## Bar Charts: Model Performance by Confidence Level
### Overview
Four bar charts compare model performance (GPT3, GPT3.5, GPT4, Vicuna) across confidence levels (50-100%) using red (wrong answers) and blue (correct answers). Each chart includes accuracy (ACC), AUROC, and expected calibration error (ECE) metrics.
### Components/Axes
- **X-axis**: Confidence (%) from 50 to 100 in 10% increments
- **Y-axis**: Count of answers
- **Legend**: Red = wrong answers, Blue = correct answers
- **Model Labels**: Positioned above each chart (e.g., "GPT3", "GPT3.5")
### Detailed Analysis
1. **GPT3**
- **ACC 0.15 / AUROC 0.51 / ECE 0.83**
- **100% Confidence**: ~100 wrong answers (red), ~5 correct (blue)
- **80% Confidence**: ~10 wrong answers (red), ~5 correct (blue)
2. **GPT3.5**
- **ACC 0.28 / AUROC 0.65 / ECE 0.66**
- **90% Confidence**: ~80 wrong answers (red), ~20 correct (blue)
- **100% Confidence**: ~20 wrong answers (red), ~10 correct (blue)
3. **GPT4**
- **ACC 0.47 / AUROC 0.66 / ECE 0.51**
- **90% Confidence**: ~30 wrong answers (red), ~70 correct (blue)
- **100% Confidence**: ~10 wrong answers (red), ~90 correct (blue)
4. **Vicuna**
- **ACC 0.02 / AUROC 0.46 / ECE 0.77**
- **80% Confidence**: ~100 wrong answers (red), ~5 correct (blue)
- **90% Confidence**: ~5 wrong answers (red), ~5 correct (blue)
### Key Observations
- **High Confidence ≠ High Accuracy**: All models show significant wrong answers at 100% confidence, with Vicuna having the worst performance (100 wrong at 80% confidence).
- **GPT4 Outperforms Others**: GPT4 has the highest correct answer counts at 100% confidence (~90) and lowest ECE (0.51).
- **Calibration Issues**: High ECE values (e.g., Vicuna's 0.77) indicate poor confidence-accuracy alignment.
### Interpretation
The data reveals that confidence metrics do not reliably predict correctness. GPT4 demonstrates superior calibration and accuracy at high confidence levels, while Vicuna exhibits severe overconfidence (high wrong answers at moderate confidence). The ECE metric highlights systemic calibration failures across models, suggesting confidence scores should not be taken at face value for decision-making.
---
## Scatter Plots: Accuracy Within Confidence Bins
### Overview
Four scatter plots show accuracy (y-axis) vs. confidence (x-axis) for the same models. Blue bars represent accuracy within confidence bins, with a dashed diagonal line indicating perfect calibration.
### Components/Axes
- **X-axis**: Confidence (0 to 1.0 in 0.1 increments)
- **Y-axis**: Accuracy within bin (0 to 1.0)
- **Dashed Line**: Perfect calibration reference (y=x)

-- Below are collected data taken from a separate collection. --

PR #93, opened 2016-07-19
Complete JS Array Methods Diagnostic

gabescarbrough:
Answered questions about JS Array Methods. Confident in my answers for questions
1 and 2. I think I was on the right track for 3 and 4, but I don't think I
understand fat arrow functions, so they don't work. Didn't have time to start 5.

### DIFF
--- a/lib/diagnostic.js
+++ b/lib/diagnostic.js
@@ -8,15 +8,19 @@
 // Question 1
 // Write a callback for reduce that selects
 // the minimum value in the array
-const min = function min() {
-
+const min = function min(prev, curr) {
+  if (curr < prev){
+    return curr;
+  } else {
+    return prev;
+  }
 };
 
 // Question 2
 // Write a callback for reduce that produces
 // the sum of the values in the array
-const sum = function sum() {
-
+const sum = function sum(prev, curr) {
+  return prev + curr;
 };
 
 // Question 3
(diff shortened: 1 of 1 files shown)


lib/diagnostic.js
```diff
@@ -8,31 +8,35 @@
...
 };
 
 // Question 3
 // Write a function that returns true
 // if invoking the callback for any element
 // in the array returns a truthy value
 const any = function any(array, callback) {
-
+  return array.any(element => callback(currentValue, index, array));
 };
```
laurenfazah: Your thinking was on the right track, but this was just meant to be a function iterating over an array.

```
      return true;
    }
  }

  return false;
};
```

lib/diagnostic.js
```diff
@@ -8,31 +8,35 @@
...
 
 // Question 4
 // Write a function that returns a new array
 // made up of the array elements for which invoking
 // the callback returns a truthy value
 const select = function select(array, callback) {
-
```
laurenfazah:
```

// Question 4
  let result = [];
      result.push(currentValue);
    }
  });

  return result;
};

// Question 5
  let result;
      result = currentValue;
    }
  });

  return result;
};
```

laurenfazah:
Good effort here, Gabe. I added the solutions in for 3-5 in case you wanted to revisit them.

- **Model Labels**: Positioned above each plot
### Detailed Analysis
1. **GPT3**
- **Bars at 0.8 and 1.0 confidence**: Accuracy ~0.8 and ~0.95
- **Trend**: Slightly above diagonal line at high confidence
2. **GPT3.5**
- **Bars at 0.8, 0.9, and 1.0 confidence**: Accuracy ~0.7, ~0.85, ~0.9
- **Trend**: Consistently above diagonal line
3. **GPT4**
- **Bars at 0.8, 0.9, and 1.0 confidence**: Accuracy ~0.85, ~0.95, ~0.98
- **Trend**: Closest to perfect calibration at high confidence
4. **Vicuna**
- **Bars at 0.4, 0.6, 0.8, and 1.0 confidence**: Accuracy ~0.3, ~0.5, ~0.7, ~0.9
- **Trend**: Below diagonal line at low confidence, improving at high confidence
### Key Observations
- **GPT4's Calibration**: Accuracy closely matches confidence at high levels (e.g., 0.98 accuracy at 1.0 confidence).
- **Vicuna's Overconfidence**: High confidence (0.8-1.0) correlates with moderate accuracy (~0.7-0.9), indicating overestimation.
- **GPT3's Moderate Performance**: Accuracy lags behind confidence at lower levels but improves at high confidence.
### Interpretation
The scatter plots confirm that GPT4 exhibits the best calibration, with accuracy closely tracking confidence. Vicuna's data suggests significant overconfidence, particularly at moderate confidence levels. These patterns underscore the need for calibration-aware confidence thresholds in practical applications.